DATA SUPPLIED Start Marker

PR #1166, opened 2025-02-25
Early return when result size too large

### LINKED ISSUE #1164: Crash with large number of intersections
When I run the following code, manifold crashes.  I am not 100% sure, but when I was debugging in the context of Blender, I found that the crash was CopyFaceEdges(), I think called by Filter11(). It seems that p2q1 has data of size 4,255,073,176 and the CopyFaceEdges arithmetic is with ints, which appears to overflow. In the particular crash I looked at, 

```
i = 398913110
j = 0
q1 = 4594
offset = 350,573,744
idx = 3 * (i + offset) = 2,248,460,562
```
and idx is too big.

I can understand that maybe there are just too many intersections to handle here, but it would be good if the program returned an error rather than crashing.

Test code:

DATA SUPPLIED End Marker

§ **INSTRUCTIONS FOR THE TASK**
Every entry must be given again exactly as it reads.

§ **SOLUTION BELOW**
PR #1166, opened 2025-02-25
Early return when result size too large

### LINKED ISSUE #1164: Crash with large number of intersections
When I run the following code, manifold crashes.  I am not 100% sure, but when I was debugging in the context of Blender, I found that the crash was CopyFaceEdges(), I think called by Filter11(). It seems that p2q1 has data of size 4,255,073,176 and the CopyFaceEdges arithmetic is with ints, which appears to overflow. In the particular crash I looked at, 

```
i = 398913110
j = 0
q1 = 4594
offset = 350,573,744
idx = 3 * (i + offset) = 2,248,460,562
```
and idx is too big.

I can understand that maybe there are just too many intersections to handle here, but it would be good if the program returned an error rather than crashing.

Test code:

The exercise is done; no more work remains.